De voogden staan achter de voorwaardelijke machtiging met de concretisering van de voorwaarde dat [minderjarige] moet meewerken aan het interne traject van [kliniek] voor de duur van tien weken. De voogden vinden [kliniek] voor nu de beste plek voor [minderjarige] en willen hem deze kans geven, maar zij benadrukken wel dat er stevige dwang voor [minderjarige] nodig is en dat het sneller moet gaan. Zij maken zich veel zorgen om [minderjarige] en waar hij mee bezig is en vrezen ervoor dat het misgaat. Verder benoemen zij dat [minderjarige] de afgelopen periode rustiger is geworden, maar dat hij wel de voorwaarden heeft overtreden. Zo is er een groot mes bij [minderjarige] gevonden en een grote zak tabak, mogelijk handelt hij in tabak. Daarnaast is [minderjarige] niet alle afspraken met [stichting] en [hulpverlening] nagekomen of zijn de afspraken doorgegaan, omdat de begeleiders naar [minderjarige] thuis zijn gekomen.

5.De beoordeling

In de zaak met zaaknummer C/02/438760 / JE RK 25-1489 (voorwaardelijke machtiging)
Wettelijk kader
5.1.
Gelet op het bepaalde in artikel 6.1.4, eerste lid, Jeugdwet kan een voorwaardelijke machtiging voor een gesloten accommodatie voor jeugdhulp slechts worden verleend indien naar het oordeel van de kinderrechter deze jeugdhulp noodzakelijk is in verband met ernstige opgroei- of opvoedingsproblemen die de ontwikkeling van de jeugdige naar volwassenheid ernstig belemmeren.
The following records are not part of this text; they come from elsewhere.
PR #146, opened 2025-08-20
Switch to RETRY

### LINKED ISSUE #137: Tests failing due to unresponsive GPlates and Zenodo servers
Occasionally, our checks fail because one or more `palaeorotate()` tests fail. This appears to happen due to the GPlates and/or Zenodo servers being unresponsive. We used to `RETRY` for our GPlates API calls (https://github.com/palaeoverse/palaeoverse/pull/113), but we removed that because the API can now return 400 errors when the age of rotation is outside of the scope of a given model. However, I'd recommend putting `RETRY` back in for these API calls and adding it in for Zenodo downloads. If we're worried about catching the 400 Bad Requests errors, we can always specify those in the `RETRY` call (https://httr.r-lib.org/reference/RETRY.html) using the "terminate_on" argument.

willgearty:
This replaces GPlates and Zenodo downloads (currently `httr::GET` and `download.file`) with `httr::RETRY` in `palaeorotate()`. This should hopefully reduce the number of times the tests fail due to download errors.

Fixes #137.


LewisAJones (approved):
Not much to comment on here @willgearty, thanks for those improvements... hopefully this does indeed reduce the number of download errors. **Just a quick reminder to remember to update the NEWS.md.** Thanks again!

PR #158, opened 2026-04-30
Fix stale links in docs

etiennebacher:
# Function name

## Description

Related to #148. I've run `urlchecker` and `lychee` locally but they both have false positives, which is why I haven't added a CI workflow for this yet:

* `urlchecker` keeps reporting https://img.shields.io/twitter/url.svg?style=social&label=Follow%20%40ThePalaeoverse&url=https%3A%2F%2Ftwitter.com%2FThePalaeoverse as 403 (Forbidden) but this link is valid
* `lychee` reports https://besjournals.onlinelibrary.wiley.com/doi/10.1111/2041-210X.14099 as 403 (Forbidden) but it also works. It might be due to Cloudflare check?

I guess #148 shouldn't be closed until we have proper CI to check dead links.

Also, I just updated the URL to the "Structure and standards" so that it's no longer stale, but we probably want this to be stored on the Palaeoverse website and not on `palaeoverse` website, so this change might need to be reverted later.	

## Checklist before requesting a review
- [x] I have read palaeoverse's [standards and structure](https://palaeoverse.org/articles/structure-and-standards.html) 
- [x] I have performed a self-review of my code.
- [ ] I have added function documentation.
- [ ] I have provided sufficient examples of implementation.
- [ ] If it is a core feature, I have added thorough tests.

PR #160, opened 2026-05-11
Add `lychee` workflow to detect dead links

### LINKED ISSUE #148: Stale links in CONTRIBUTING.md
I noticed that there are some stale links in the contributing docs, including at least the following:

https://github.com/palaeoverse/palaeoverse/blob/91c99ef9ca02d08615ea774fccfb399e643b573c/CONTRIBUTING.md?plain=1#L3

https://github.com/palaeoverse/palaeoverse/blob/91c99ef9ca02d08615ea774fccfb399e643b573c/CONTRIBUTING.md?plain=1#L49

etiennebacher:
`lychee .` always fails because of some edge cases (see comments in the CI workflow). It's not ideal but at least we now detect failures in all other links.

Companion PR to #158, would fix #148


LewisAJones (changes requested):
I think we should also add a schedule trigger (e.g. every Monday at 08:00)? Otherwise, this looks good to me @etiennebacher, thanks!

It's worth @willgearty also having a quick look at this before we merge (much more familiar with CI workflows than I).

willgearty (approved):
Looks good to me. I worry that we'll just need to keep excluding more and more links in the future as more websites block automated web traffic, but that's a problem for another day, I suppose.

I agree a cron job would be good to check the links regularly (we probably should have our R-cmd-check workflow run regularly as well).

etiennebacher:
Thanks, I've added the cron job. I have some ideas of extra CI to run that I want to talk about in the meeting today so let's talk about cron jobs for other workflows as well.

LewisAJones (approved):

Issue #165, opened 2026-05-14
Meta-issue on infrastructure


etiennebacher:
I chose to make a meta-issue in the end, it's just easier to see progress than with small issues scattered around:

- automatic refactor:
  - [x] format with Air (#170)
  - [x] lint with Jarl (#169)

Bovendien dient de opneming en het verblijf noodzakelijk te zijn om te voorkomen dat de jeugdige zich aan deze jeugdhulp onttrekt of daaraan door anderen wordt onttrokken en kan de ernstige belemmering in de ontwikkeling naar volwassenheid alleen buiten de accommodatie worden afgewend door het stellen en naleven van voorwaarden.
Inhoudelijke beoordeling
5.2.
De kinderrechter is van oordeel dat, naast de formele vereisten in de Jeugdwet, is voldaan aan de wettelijke criteria van artikel 6.1.4, tweede lid, Jeugdwet en zal de voorwaardelijke machtiging gesloten jeugdhulp verlenen voor de duur van zes maanden,
te weten met ingang van 11 september 2025 en tot 11 maart 2026. Zij legt dit hierna uit.
5.3.
Om [minderjarige] een allerlaatste kans te geven en te voorkomen dat hij naar [accommodatie] moest, heeft de kinderrechter tijdens de mondelinge behandeling op 29 juli 2025 het verzoek tot het verlenen van een reguliere machtiging aangehouden en voorwaarden aan [minderjarige] gesteld waaraan hij zich moest houden, in afwachting van het verzoek van het College tot het verlenen van een voorwaardelijke machtiging. [minderjarige] heeft tijdens de mondelinge behandeling van 29 juli 2025 toegezegd dat hij zich aan die voorwaarden zal houden.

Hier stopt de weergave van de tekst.